What emotion does it evoke, and what thoughts? The palm tree stands for Southern California; so do the freeways and the aqueduct. The first thing we notice, looking at it, is where we are. For me the second was some mix in the composition between the stark darkness of the tree silhouettes and the gentle and hazy light. Then, looking more closely, the slightly grotesque aspect of the trees. And the sense of space, and the dissolving distances. By then we have absorbed the fact that this image is in a wild, odd way very beautiful. And then, as if it were an almost comic afterthought, we might notice how much our responses depend on the way in which what we are looking at is an almost classical composition. Foreground and distance, a rivery space winding through the middle. It could be John Constable or, for that matter, Ansel Adams. The question that came to me was whether or not the composition was ironic. It doesn’t feel ironic, but it has a way of evoking an ideal of beauty that holds us responsible for what we are seeing. 

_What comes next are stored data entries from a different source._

PR #3769, opened 2026-06-11
feat(datasets): deterministic, resumable shuffling for EpisodeAwareSampler 

pkooij:
## Summary

On `main`, `EpisodeAwareSampler` materializes a Python list of every frame index (memory scales with frame count) and reshuffles each epoch, while checkpoints save step/optimizer/RNG but no dataloader position. So large datasets pay a big per-rank memory cost, and resuming a long run reshuffles from scratch (re-seeing/skipping samples within the interrupted epoch).

This PR fixes both **inside the existing sampler** (no new class):

- **Stores only per-episode boundaries** and maps a logical position to a frame index on the fly via `searchsorted`. Construction is **O(num_episodes)** instead of O(num_frames). (`indices` stays as a back-compat/introspection property.)
- **Always-deterministic shuffle**: each epoch is a `torch.randperm` **seeded from `(seed, epoch)`**, so the order is a pure function of `(seed, epoch)` — it reproduces on every rank with no global-RNG sync (no `generator` to keep in lockstep), and `state_dict` / `load_state_dict` resume **sample-exactly** by regenerating the epoch's permutation and continuing from the saved offset.

The per-epoch `randperm` tensor is unchanged; the win is dropping the persistent per-frame list and gaining reproducible, resumable ordering.

## What changed

- `EpisodeAwareSampler`: boundary-based, seeded-`randperm` shuffle. `__iter__` auto-advances the epoch; `set_epoch` / `state_dict` / `load_state_dict` drive it explicitly (incl. mid-epoch resume). Used for all non-streaming map-style datasets; streaming is unaffected.
- New `compute_sampler_state(...)`: maps a checkpointed step to `(epoch, start_index)`, accounting for accelerate's batch sharding. Resume is sample-exact when `batch_size`/`num_processes` match the checkpoint; both are now recorded in `training_step.json` and a mismatch is warned about.
- Dataset download is gated on the **global** main process (download once to the shared root, barrier, others read), instead of once per node.

## Testing

- `pytest -q tests/datasets/test_sampler.py tests/utils/test_train_utils.py` passes. Covers unshuffled order per drop/filter combo, real permutations across sizes/seeds, `(seed, epoch)` reproducibility + global-RNG immunity, mid-epoch resume flowing into the right next epoch, boundary-only construction, sample-exact resume at scale, and the resume math (incl. uneven splits and the recorded-state mismatch warnings).
- E2E: 4-step diffusion on `lerobot/pusht` with `save_freq=2`, resumed from step 2 with `--resume=true` — logged `Resuming data order at epoch 0, sample 4` and finished correctly.
- Large-scale: pi05 on 8xH100 over full RoboCasa (29.1M frames / 32,043 episodes). No epoch-boundary stall; steady-state dataloader wait ~0.014 s/step (searchsorted adds no measurable overhead).
- Sampler memory at that scale (RSS, per rank):

  | phase | old (main) | this PR |
  |---|---|---|
  | construction (persistent) | 1,118.8 MB | 2.2 MB |
  | per-epoch `randperm` (transient) | 213 MB | 213 MB |
  | **peak per process** | **~1,332 MB** | **~215 MB** |

  ~6x smaller footprint (~1.1 GB/rank saved) from dropping the per-frame list.

## Checklist

- [x] `pre-commit run -a` passes (incl. strict mypy for `lerobot.configs`)
- [x] Tests pass locally
- [x] Docstrings updated
- [x] CI is green
- [ ] Community Review: reviewed another contributor's open PR and linked it here: #

### DIFF
--- a/src/lerobot/common/train_utils.py
+++ b/src/lerobot/common/train_utils.py
@@ -49,12 +49,18 @@ def get_step_checkpoint_dir(output_dir: Path, total_steps: int, step: int) -> Pa
     return output_dir / CHECKPOINTS_DIR / step_identifier
 
 
-def save_training_step(step: int, save_dir: Path, num_processes: int | None = None) -> None:
+def save_training_step(
+    step: int, save_dir: Path, num_processes: int | None = None, batch_size: int | None = None
+) -> None:
     state: dict = {"step": step}
+    # num_processes and batch_size are recorded so a resumed run can detect a changed world size or
+    # batch size: the sampler's resume offset is computed from the (num_processes, batch_size) that
+    # produced `step`, since both scale how many sampler positions a step consumes (see
+    # compute_sampler_state).
     if num_processes is not None:
-        # Recorded so a resumed run can detect a changed world size: the deterministic sampler's
-        # resume offset is computed from the world size that produced `step` (see compute_sampler_state).
         state["num_processes"] = num_processes
+    if batch_size is not None:
+        state["batch_size"] = batch_size
     write_json(state, save_dir / TRAINING_STEP)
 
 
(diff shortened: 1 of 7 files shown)


pkooij:
@claude review

CarolinePascal (approved):
LGTM !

Near the end of this superb piece, Hass says of Adams’ work, it shows us “image after image of things we have seen but not noticed, or noticed and not seen, or don’t remember having seen or noticed, while recognizing that we’ve been seeing them all our lives.” This is well put. It reminds me of D. H. Lawrence’s definition of poetry: “an effort of attention.” Great photography shows us things we have seen but not noticed. It’s an effort of attention.